Reactive Oxygen Species (ROS) are a natural by-product of cellular growth and proliferation, and are required for fundamental processes such as protein-folding and signal transduction. However, ROS accumulation, and the onset of oxidative stress, can negatively impact cellular and genomic integrity. Signalling networks have evolved to respond to oxidative stress by engaging diverse enzymatic and non-enzymatic antioxidant mechanisms to restore redox homeostasis. The architecture of oxidative stress response networks during periods of normal growth, and how increased ROS levels dynamically reconfigure these networks are largely unknown. In order to gain insight into the structure of signalling networks that promote redox homeostasis we first performed genome-scale RNAi screens to identify novel suppressors of superoxide accumulation. We then infer relationships between redox regulators by hierarchical clustering of phenotypic signatures describing how gene inhibition affects superoxide levels, cellular viability, and morphology across different genetic backgrounds. Genes that cluster together are likely to act in the same signalling pathway/complex and thus make "functional interactions". Moreover we also calculate differential phenotypic signatures describing the difference in cellular phenotypes following RNAi between untreated cells and cells submitted to oxidative stress.

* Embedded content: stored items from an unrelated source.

PR #41, opened 2021-08-26
Leo On-boarding project

leomoko:
Hi @FritzOnFire 

Can you kindly provide me with a code review

Regards
Leo


app.ts
```diff
@@ -0,0 +1,147 @@
...
+    <button onclick="nextButton()">Next</button>`;
+}
+
+function Search(e) {
+  let inputValue = (<HTMLInputElement>document.getElementById("search")).value;
+
+  if (inputValue === "") {
+    inputValue = startIndex.toString();
+    loadGrid(parseInt(inputValue));
+  } else {
```
pierrehenrinortje: You can remove the else statement here and move `loadGrid(parseInt(inputValue));` outside the if statement.

app.ts
```diff
@@ -0,0 +1,147 @@
+let recordCount: number, startIndex: number, endIndex: number;
+let columnHeaders: any[];
+let resizeTimer: number;
+
+window.onload = () => getRecordCount();
+ 
+//calculating how many records to display based on widow size
```
pierrehenrinortje: Please leave a whitespace after the `//` in comments
This applies to all comments throughout your code.

app.ts
```diff
@@ -0,0 +1,147 @@
...
+    let tableRow = document.createElement("tr");
+    table.appendChild(tableRow);
+
+    let tdArray = records[a].length;
+
+    for (let b = 0; b < tdArray; b++) {
+      tableRow
+        .appendChild(document.createElement("td"))
+        .appendChild(document.createTextNode(records[a][b]));
+
```
pierrehenrinortje: remove this empty line

app.ts
```diff
@@ -0,0 +1,147 @@
...
+  //creating header and search input field
+  document.getElementById("header").innerHTML = `<input type="number" 
+    id="search" onfocusout="Search(event)" placeholder="Search : Enter ID">`;
+
+  //calling Records
+  getRecords(startIndex, endIndex);
+}
+
+function getRecordCount() {
+  //calling record count from the api, full url http://localhost:2050/recordcount
```
pierrehenrinortje: the comment here can be placed above the function declaration

app.ts
```diff
@@ -0,0 +1,147 @@
...
+  $.get("/recordCount", function (numberRecords) {
+    recordCount = numberRecords;
+    getColumnHeaders();
+  }).fail(function () {
+    alert("Error while calling Record Count");
+  });
+}
+
+function getColumnHeaders() {
+  //calling column header from the api, full url http://localhost:2050/columns
```
pierrehenrinortje: the comment here can be placed above the function declaration

app.ts
```diff
@@ -0,0 +1,147 @@
...
+  $.get("/columns", function (headers) {
+    columnHeaders = JSON.parse(headers);
+    loadGrid(0);
+  }).fail(function () {
+    alert("Error while calling column header");
+  });
+}
+
+function getRecords(start: number, end: number) {
+  //calling records from the api, full url http://localhost:2050/records?from=1&to=3
```
pierrehenrinortje: the comment here can be placed above the function declaration

app.ts
```diff
@@ -0,0 +1,147 @@
...
+    endIndex = recordCount - 1;
+  }
+  if (startIndex >= recordCount) {
+    startIndex = recordCount - calRowPerView();
+  }
+  if (startIndex >= recordCount - calRowPerView() && startIndex <= recordCount - 1) {
+    startIndex = recordCount - (calRowPerView() + 1);
+  }
+  //creating header and search input field
+  document.getElementById("header").innerHTML = `<input type="number"
```
pierrehenrinortje: Set the search input field and the buttons in index.html, this way the they won't have to update every time the grid loads data.

app.ts
```diff
@@ -0,0 +1,147 @@
...
+  });
+}
+
+//building table
+function createTable(records: any[]) {
+ //clearing current table
+  document.getElementById("divTable").innerHTML = "";
+  
+ let table = document.createElement("table");
+  // let table = this.$el("table");
```
pierrehenrinortje: remove this commented out code.

app.ts
```diff
@@ -0,0 +1,147 @@
+let recordCount: number, startIndex: number, endIndex: number;
+let columnHeaders: any[];
+let resizeTimer: number;
+
+window.onload = () => getRecordCount();
+ 
+//calculating how many records to display based on widow size
+function calRowPerView() {
```
pierrehenrinortje, line 11: I would make this function set a value outside the function, something like `rowsPerView`. This will reduce the overhead of calling this function every time the value is required. This function is only ever required at least once, or when resizing the window.

pierrehenrinortje (changes requested):
Overall, not bad. I have a few issues I've adressed below that you can attend to.
Another thing, change your indentation from 2 spaces to 4, check that your formatter is inline with our requirements.

app.ts
leomoko: Did you manage to clone repo and get a view of the changes I've done regarding the grid update ?

pierrehenrinortje: I did yes. Alternatively, you could replace `getElementById` with JQuery's `$(#<id>)`, and set the DOM elements this way. But it needs to happen only once.

leomoko: @FritzOnFire did approve the getElementById but i will make the change :+1:

app.ts
```diff
@@ -0,0 +1,136 @@
...
+
+function Search(e) {
+  let inputValue = (<HTMLInputElement>document.getElementById("search")).value;
+
+  if (inputValue === "") {
+    inputValue = startIndex.toString();
+    loadGrid(parseInt(inputValue));
+  } 
+    loadGrid(parseInt(inputValue));
+
```
pierrehenrinortje: remove this empty line

pierrehenrinortje (changes requested):

app.ts
```diff
@@ -0,0 +1,135 @@
...
+  let x = Math.floor((window.innerHeight - 245) / 34);
+  
+  if (x < 0) {
+    alert("Window screen to small to display records , Resize window");
+  }
+  return x;
+}
+
+function loadGrid(start: number) {
+  rowsPerView = calRowPerView();
```
pierrehenrinortje: Here, rowsPerView is assigned a value every time data is loaded, it needs to be assigned only on startup or when the window is resized.

pierrehenrinortje (changes requested):

app.ts
```diff
@@ -0,0 +1,135 @@
...
+  // Adding table to table div ID = divTable
+  document.getElementById("divTable").appendChild(table);
+}
+
+function Search(e) {
+  let inputValue = (<HTMLInputElement>document.getElementById("search")).value;
+
+  if (inputValue === "") {
+    inputValue = startIndex.toString();
+    loadGrid(parseInt(inputValue));
```
nkosimarz, line 110: I don't see any checks for invalid values, the user should get some kind of indicator the input an invalid value rather than auto correction, or at least a hint on what a valid input should look like

nkosimarz (changes requested):

app.ts
```diff
@@ -0,0 +1,137 @@
+let recordCount: number, startIndex: number, endIndex: number;
+let columnHeaders: any[];
+let resizeTimer: number , rowsPerView : number;
```
FritzOnFire, line 3: Formatting is a bit off here. You might want to check that your vscode is formatting your code.

app.ts
```diff
@@ -0,0 +1,137 @@
...
+
+window.onload = function(){
+  getRecordCount();
```
FritzOnFire, line 6: Please use tab's instead of spaces.

app.ts
```diff
@@ -0,0 +1,137 @@
...
+  if (startIndex >= recordCount - rowsPerView && startIndex <= recordCount - 1) {
+    startIndex = recordCount - (rowsPerView + 1);
+  }
+  // calling Records
+  getRecords(startIndex, endIndex);
+}
+
+ // calling record count from the api, full url http://localhost:2050/recordcount
+function getRecordCount() {
+  $.get("/recordCount", function (numberRecords) {
```
FritzOnFire, line 42: Please change this to an arrow function

app.ts
```diff
@@ -0,0 +1,137 @@
...
+    recordCount = numberRecords;
+    getColumnHeaders();
+  }).fail(function () {
```
FritzOnFire, line 45: Please change this to an arrow function

app.ts
```diff
@@ -0,0 +1,137 @@
...
+    alert("Error while calling Record Count");
+  });
+}
+
+// calling column header from the api, full url http://localhost:2050/columns
+function getColumnHeaders() {
+  $.get("/columns", function (headers) {
```
FritzOnFire, line 52: Please change this to an arrow function

app.ts
```diff
@@ -0,0 +1,137 @@
...
+    columnHeaders = JSON.parse(headers);
+    loadGrid(0);
+  }).fail(function () {
```
FritzOnFire, line 55: Please change this to an arrow function

app.ts
```diff
@@ -0,0 +1,137 @@
...
+    alert("Error while calling column header");
+  });
+}
+
+// calling records from the api, full url http://localhost:2050/records?from=1&to=3
+function getRecords(start: number, end: number) {
+  $.get("/records?from=" + start + "&to=" + end, function (rec) {
```
FritzOnFire, line 62: Please change this to an arrow function

app.ts
```diff
@@ -0,0 +1,137 @@
...
+    //creating table grid with records returned by the api
+    createTable(JSON.parse(rec));
+  }).fail(function () {
```
FritzOnFire, line 65: Please change this to an arrow function

app.ts
```diff
@@ -0,0 +1,137 @@
...
+    alert("Couldn't load records , page will refresh");
+  });
+}
+
+// building table
+function createTable(records: any[]) {
+ // clearing current table
+  document.getElementById("divTable").innerHTML = "";
```
FritzOnFire, line 73: I recommend you only clean out the table the moment before you set the new one. That will avoid any annoying flashes on slow machines. (Move this line to just before 102)

app.ts
```diff
@@ -0,0 +1,137 @@
...
+  
+  let table = document.createElement("table");
+  let tableBody = document.createElement("tbody");
+  let tableHead = document.createElement("thead");
+  // creating table columns
+  for (let c = 0; c < columnHeaders.length; c++) {
```
FritzOnFire, line 79: You should use `i` (`j` or `k` depending on if this is a nested for loop) for your for loop counters.

app.ts
```diff
@@ -0,0 +1,137 @@
...
+    tableHead
+      .appendChild(document.createElement("th"))
+      .appendChild(document.createTextNode(columnHeaders[c]));
+  }
+  table.appendChild(tableHead);
+
+  // creating table rows
+  for (let a = 0; a < records.length; a++) {
```
FritzOnFire, line 87: Same comment as before about counters

app.ts
```diff
@@ -0,0 +1,137 @@
...
+    let tableRow = document.createElement("tr");
+    table.appendChild(tableRow);
+
+    let tdArray = records[a].length;
+
+    for (let b = 0; b < tdArray; b++) {
```
FritzOnFire, line 93: Same comment as before about counters. But here it should be `j`

app.ts
```diff
@@ -0,0 +1,137 @@
...
+        .appendChild(document.createTextNode(records[a][b]));
+      tableBody.appendChild(tableRow);
+    }
+  }
+  table.appendChild(tableBody);
+  // Adding table to table div ID = divTable
+  document.getElementById("divTable").appendChild(table);
+}
+
+function Search(e) {
```
FritzOnFire, line 105: You should add a type to the parameter

app.ts
```diff
@@ -0,0 +1,137 @@
...
+  let inputValue = (<HTMLInputElement>document.getElementById("search")).value;
+
+  if (inputValue === "") {
+    inputValue = startIndex.toString();
+    loadGrid(parseInt(inputValue));
+  } 
+    loadGrid(parseInt(inputValue));
```
FritzOnFire, line 112: Why do you call this line twice?

app.ts
```diff
@@ -0,0 +1,137 @@
...
+}
+
+// update table gride size based on current window size
+window.onresize = () => {
+  clearTimeout(resizeTimer);
+  resizeTimer = setTimeout(function () {
+    calRowPerView();
+    loadGrid(startIndex);
+  }, 100);
+};
```
FritzOnFire, line 137: I would recommend moving this into the `window.onload` function. In case this runs to soon.

tsconfig.json
```diff
@@ -2,8 +2,9 @@
 	"compilerOptions": {
 		"sourceMap": true,
 		"strict": true,
+		"strictNullChecks": false,
 		"noImplicitThis": true,
-		"noImplicitAny": true,
+		"noImplicitAny": false,
```
FritzOnFire, line 7: You are not allowed to modify this file.

FritzOnFire (changes requested):
Very nice, and very clean, good job :) And if it was not for the formatting and the modifying of the tsconfig.json file I would have said you are done, but Im going to need you to make changes once more.

PR #44, opened 2022-04-12
Devin Fledermaus

DevinFledermaus:
Onboarding Javascript

### DIFF
--- a/app.ts
+++ b/app.ts
@@ -1,6 +1,5 @@
 let fromParameter = 0;
 let recordCount: number;
-const el = document.getElementById
 
 // Gets The 2nd paramater from the 1st parameter
 function getParameters(fromParameter: number): number {
@@ -66,7 +65,7 @@ function getHeadings(): Promise<void> {
 	})
 		.then(handleErrors)
 		.then((response: Response) => response.json())
-		.then((headingData: string | string[]) => {
+		.then((headingData: string[]) => {
 			for (let heading of headingData) {
 				createHeadingColumn(heading);
 			}
@@ -99,7 +98,7 @@ function getTable(): Promise<void> {
 	})
 		.then(handleErrors)
 		.then((res: Response) => res.json())
-		.then((contentData: string | string[]) => {
+		.then((contentData: string[]) => {
 			for (let x of contentData) {
 				appendTableContent(x);
 			}
@@ -153,18 +152,16 @@ function resizing() {
 // Next
 class Next {
 	nextButton: HTMLElement | null;
-	nextTimer: number = 0
+	nextTimer: number = 0;
 
 	constructor() {
 		this.nextButton = document.getElementById("next");
 
 		const nextDebounce = (fn: () => void, delay: number) => {
-			return () => {
-				clearTimeout(this.nextTimer);
-				this.nextTimer = setTimeout(() => {
-					fn();
-				}, delay);
-			};
+			clearTimeout(this.nextTimer);
+			this.nextTimer = setTimeout(() => {
+				fn();
+			}, delay);
 		};
 
 		let next = () => {
@@ -186,7 +183,7 @@ class Next {
 				fromParameter = toParameter - getNoOfRows();
 			}
 
-			nextDebounce(getTable, 500)()
+			nextDebounce(getTable, 500);
 		};
 
 		if (this.nextButton) {
@@ -198,18 +195,16 @@ class Next {
 // Previous
 class Prev {
 	prevButton: HTMLElement | null;
-	prevTimer: number = 0
+	prevTimer: number = 0;
 
 	constructor() {
 		this.prevButton = document.getElementById("prev");
 
 		const prevDebounce = (fn: () => void, delay: number) => {
-			return () => {
-				clearTimeout(this.prevTimer);
-				this.prevTimer = setTimeout(() => {
-					fn();
-				}, delay);
-			};
+			clearTimeout(this.prevTimer);
+			this.prevTimer = setTimeout(() => {
+				fn();
+			}, delay);
 		};
 
 		let prev = () => {
@@ -228,7 +223,7 @@ class Prev {
 					fromParameter = intOne;
 				}
 
-				prevDebounce(getTable, 500)()
+				prevDebounce(getTable, 500);
 			}
 		};
 
@@ -243,11 +238,11 @@ function idJump() {
 	const input: HTMLInputElement | null = document.querySelector("input");
 	let toParameter = getParameters(fromParameter);
 	let currentID = fromParameter;
-	let search: string
+	let search: string;
 	if (input) {
 		search = input.value;
 	} else {
-		return alert("ERROR!!!")
+		return alert("ERROR!!!");
 	}
 	let end = parseInt(search) + getNoOfRows();
 	let maxRecordsID = recordCount - 1;
--- a/app.ts
+++ b/app.ts
@@ -87,14 +87,8 @@ window.onload = function() {
 //// Targets heading div to creating the 1st row(Column names)
 
 function colHeading(heading: string) {
-    if (heading == "ID") {
-        let headingCol = `<div id="col_heading" class="col_heading">${heading}<input placeholder="Press Enter to search" id="idInput"></div>`;
-        headings.innerHTML += headingCol;
-    }
-    else {
-        let headingCol = `<div id="col_heading" class="col_heading">${heading}</div>`;
-        headings.innerHTML += headingCol;
-    }
+    let headingCol = `<div id="col_heading" class="col_heading">${heading}</div>`;
+    headings.innerHTML += headingCol;
 }
 
 //// Targets content div to create the actual table and fill with data
@@ -122,39 +116,39 @@ function clearTable() {
     content_cols.innerHTML = clear
 }
 
-// ID Search
+// // ID Search
 
-window.addEventListener("keydown", (e) => {
-    let key = e.key;
+// window.addEventListener("keydown", (e) => {
+//     let key = e.key;
 
-    if (key === "Enter") {
-        let search: any = document.querySelector('#idInput');
-        clearTable()
-        if (search.value != "" && search.value < 1000000 && search.value >= 0) {
-            pageStats.innerHTML = clear
-            let searchStats = "Showing result with ID of " + search.value;
-            pageStats.innerHTML = searchStats;
-            fetch("http://localhost:2050/records?from=" + search.value + "&to=" + search.value, {
-                method: "GET",
-                headers: { "Content-Type": "application/json" },
-            })
-            .then((res) => res.text())
-            .then((data) => {
-                data = JSON.parse(data);
-                let contentList = data;
-                for (let i = 0; i < contentList.length; i++) {
-                    contentNeeded.push(contentList[i])
-                    cols(contentList[i])
-                }
-            });
-        } else {
-            alert("There are no results with that ID!")
-            stats()
-            getTable()
-        }
-        search.value = clear
-    }
-})
+//     if (key === "Enter") {
+//         let search: any = document.querySelector('#idInput');
+//         clearTable()
+//         if (search.value != "" && search.value < 1000000 && search.value >= 0) {
+//             pageStats.innerHTML = clear
+//             let searchStats = "Showing result with ID of " + search.value;
+//             pageStats.innerHTML = searchStats;
+//             fetch("http://localhost:2050/records?from=" + search.value + "&to=" + search.value, {
+//                 method: "GET",
+//                 headers: { "Content-Type": "application/json" },
+//             })
+//             .then((res) => res.text())
+//             .then((data) => {
+//                 data = JSON.parse(data);
+//                 let contentList = data;
+//                 for (let i = 0; i < contentList.length; i++) {
+//                     contentNeeded.push(contentList[i])
+//                     cols(contentList[i])
+//                 }
+//             });
+//         } else {
+//             alert("There are no results with that ID!")
+//             stats()
+//             getTable()
+//         }
+//         search.value = clear
+//     }
+// })
 
 // Jump to ID  
 
@@ -273,8 +267,8 @@ nextButton.addEventListener("click", () => {
     clearTimeout(nextBtnStatus)
     nextCounter += 1
     nextBtnStatus = true
-    nextTurnFalse = setTimeout(nextBtnFalse, 2000)
-    nextActCheck = setTimeout(nextCheck, 2100)
+    nextTurnFalse = setTimeout(nextBtnFalse, 100)
+    nextActCheck = setTimeout(nextCheck, 200)
 })
 
 function nextBtnFalse() {
@@ -341,8 +335,8 @@ prevButton.addEventListener("click", () => {
     clearTimeout(prevBtnStatus)
     prevCounter += 1
     prevBtnStatus = true
-    prevTurnFalse = setTimeout(prevBtnFalse, 2000)
-    prevActCheck = setTimeout(prevCheck, 2100)
+    prevTurnFalse = setTimeout(prevBtnFalse, 100)
+    prevActCheck = setTimeout(prevCheck, 200)
 })
 
 function prevBtnFalse() {
--- a/app.ts
+++ b/app.ts
@@ -123,7 +123,6 @@ function colHeading(heading: string) {
 
 //// Targets content div to create the actual table and fill with data
 
-let columnRowData: any = []
 
 function cols(content: any) {
     let rows = `<div id=row-${content[0]} class="rows"></div>`;
@@ -381,13 +380,21 @@ function resizing() {
 }
 
 let runit: any;
+let resizeInProgress: any = false
+let resizeStatus: any;
 
 window.addEventListener("resize", () => {
     clearTimeout(runit);
-    runit = setTimeout(resizing, 100)
+    clearTimeout(resizeStatus)
+    resizeInProgress = true
+    resizeStatus = setTimeout(resizeStatusFalse, 100)
+    runit = setTimeout(resizing, 200)
     
 });
 
+function resizeStatusFalse() {
+    resizeInProgress = false
+}
 
 function prevRe() {
     let windowHeight = window.innerHeight;
--- a/app.ts
+++ b/app.ts
@@ -191,7 +191,9 @@ function idJump() {
     } 
     else if ( searchOne > 999990 && searchOne < 1000000 && searchOne >= 0 && searchOne !== 'e') {
         clearTable()
-        fetch("http://localhost:2050/records?from=" + searchOne + "&to=" + 999999, {
+        let lastParamOne = 999999 - toConvert
+
+        fetch("http://localhost:2050/records?from=" + lastParamOne + "&to=" + 999999, {
             method: "GET",
             headers: { "Content-Type": "application/json" },
         })
@@ -212,17 +214,12 @@ function idJump() {
         .then((data) => {
             data = JSON.parse(data);
             let count = data;
-            let currentStats = "Showing results from ID " + searchOne + " to " + 999999 + " out of " + count + " results.";
+            let currentStats = "Showing results from ID " + lastParamOne + " to " + 999999 + " out of " + count + " results.";
             pageStats.innerHTML = currentStats;
         })
     }
      else {
         alert("There are no records with that ID! Please check that your input does not exceed 999 999 and is not a negative amount.")
-        clearTable()
-        paramOne = 0
-        paramTwo = 9
-        stats()
-        getTable()
     }
     search.value = clear
 }
@@ -233,9 +230,7 @@ function idJump() {
 
 function next() {
     if (paramTwo == 999999) {
-        paramOne = "0"
-
-        resizing()
+        alert("You have reached the final page")
     } else {
         let nextAmount: any = (paramTwo - paramOne) + 1
 
@@ -277,8 +272,8 @@ function prev() {
 
     if (windowHeight < 600 && windowHeight >= 480) {
         if (paramOne <= 6) {
-            paramOne = 999993
-            prevRe()
+            paramOne = 0
+            alert("This is the first page")
         } else {
             let prevAmount: any = (paramTwo - paramOne) + 1
     
@@ -295,9 +290,8 @@ function prev() {
     } 
     else if (windowHeight < 480 && windowHeight >= 400) {
         if (paramOne <= 4) {
-            paramOne = 999995
-            
-            prevRe()
+            paramOne = 0
+            alert("This is the first page")
         } else {
             let prevAmount: any = (paramTwo - paramOne) + 1
     
@@ -312,9 +306,8 @@ function prev() {
     }
     else if (windowHeight < 400 && windowHeight > 300) {
         if (paramOne <= 2) {
-            paramOne = 999997
-            
-            prevRe()
+            paramOne = 0
+            alert("This is the first page")
         } else {
             let prevAmount: any = (paramTwo - paramOne) + 1
     
@@ -329,9 +322,8 @@ function prev() {
     }
     else if (windowHeight <= 300) {
         if (paramOne <= 1) {
-            paramOne = 999998
-            
-            prevRe()
+            paramOne = 0
+            alert("This is the first page")
         } else {
             let prevAmount: any = (paramTwo - paramOne) + 1
     
@@ -346,9 +338,8 @@ function prev() {
     }
     else {
         if (paramOne <= 9) {
-            paramOne = 999990
-            
-            prevRe()
+            paramOne = 0
+            alert("This is the first page")
         } else {
             let prevAmount: any = (paramTwo - paramOne) + 1
     
@@ -441,7 +432,7 @@ function resizing() {
     }
     else {
         if (paramOne > 999990) {
-            paramOne = 0
+            paramOne = 999990
         } else {
             //pass
         }
@@ -463,7 +454,6 @@ window.addEventListener("resize", () => {
     resizeInProgress = true
     resizeStatus = setTimeout(resizeStatusFalse, 100)
     runit = setTimeout(resizing, 200)
-    
 });
 
 function resizeStatusFalse() {
--- a/app.ts
+++ b/app.ts
@@ -4,6 +4,10 @@ let recordCount: number;
 
 //// On Window Load
 window.onload = function () {
+    const next = new Next(); // next class
+    const prev = new Prev(); // prev class
+    window.addEventListener("input", debounce(idJump, 500));
+    window.addEventListener("resize", debounce(resizing, 500));
     getRecordCount()
         .then(() => {
             return getHeadings();
@@ -11,10 +15,10 @@ window.onload = function () {
         .then(() => {
             return getTable();
         });
-    console.log("CALL HECTOR!!!");
 };
 
-function getParameters(fromParameter: number) {
+// Gets The 2nd paramater from the 1st parameter
+function getParameters(fromParameter: number): number {
     let toParameter: number;
     let noOfRows = getNoOfRows();
 
@@ -22,13 +26,14 @@ function getParameters(fromParameter: number) {
     return toParameter;
 }
 
+// Gets the number of rows on the screen
 function getNoOfRows(): number {
     const height = window.innerHeight;
     let noOfRows = Math.floor(height / 40);
     return noOfRows;
 }
 
-//// Functions To Create/Clear The HTML
+//// Functions To Create The HTML
 // Heading Row
 function createHeadingRow(headingData: string) {
     const heading: HTMLElement | null = document.getElementById("heading");
@@ -40,17 +45,19 @@ function createHeadingRow(headingData: string) {
 }
 
 // Table Content
-function createTableContent(contentData: string) {
+function createTableContent(contentData: any) {
     const content: HTMLElement | null = document.getElementById("content");
 
     let table = `<div id="row-${contentData[0]}" class="rows"></div>`;
     if (content !== null) {
         content.innerHTML += table;
+    } else {
+        alert("ERROR");
     }
 
     let rows: HTMLElement | null = document.getElementById("row-" + contentData[0]);
-    for (let x = 0; x < contentData.length; x++) {
-        let rowCols = `<div class="row_cols">${contentData[x]}</div>`;
+    for (let x of contentData) {
+        let rowCols = `<div class="row_cols">${x}</div>`;
         if (rows !== null) {
             rows.innerHTML += rowCols;
         }
@@ -67,19 +74,18 @@ function handleErrors(response: Response) {
 }
 
 // Heading Row (Getting the columns data)
-function getHeadings() {
+function getHeadings(): Promise<void> {
     return fetch("http://localhost:2050/columns", {
         method: "GET",
         headers: { "Content-Type": "application/json" },
     })
         .then(handleErrors)
-        .then((response) => response.text())
-        .then((data) => {
-            let headingData = JSON.parse(data);
-            for (let i = 0; i < headingData.length; i++) {
-                createHeadingRow(headingData[i]);
+        .then((response: Response) => response.json())
+        .then((data: string) => {
+            let headingData = data;
+            for (let heading of headingData) {
+                createHeadingRow(heading);
             }
-            getParameters(0);
         })
         .catch((error: Error) => {
             console.log(error);
@@ -87,7 +93,7 @@ function getHeadings() {
 }
 
 // Table Content (Getting the table's data)
-function getTable() {
+function getTable(): Promise<void> {
     const content: HTMLElement | null = document.getElementById("content");
     let toParameter = getParameters(fromParameter);
     const pageStats: HTMLElement | null = document.getElementById("pageStats");
@@ -108,11 +114,11 @@ function getTable() {
         headers: { "Content-Type": "application/json" },
     })
         .then(handleErrors)
-        .then((res: Response) => res.text())
-        .then((data) => {
-            let contentData = JSON.parse(data);
-            for (let i = 0; i < contentData.length; i++) {
-                createTableContent(contentData[i]);
+        .then((res: Response) => res.json())
+        .then((data: string) => {
+            let contentData = data;
+            for (let content of contentData) {
+                createTableContent(content);
             }
         })
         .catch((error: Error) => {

Using both phenotypic signatures and differential signatures we construct a network model of functional interactions that occur between components of the redox homeostasis network, and how such interactions become rewired in the presence of oxidative stress. This network model predicts a functional interaction between the transcription factor Jun and the IRE1 kinase, which we validate in an orthogonal assay. We thus demonstrate the ability of systems-biology approaches to identify novel signalling events.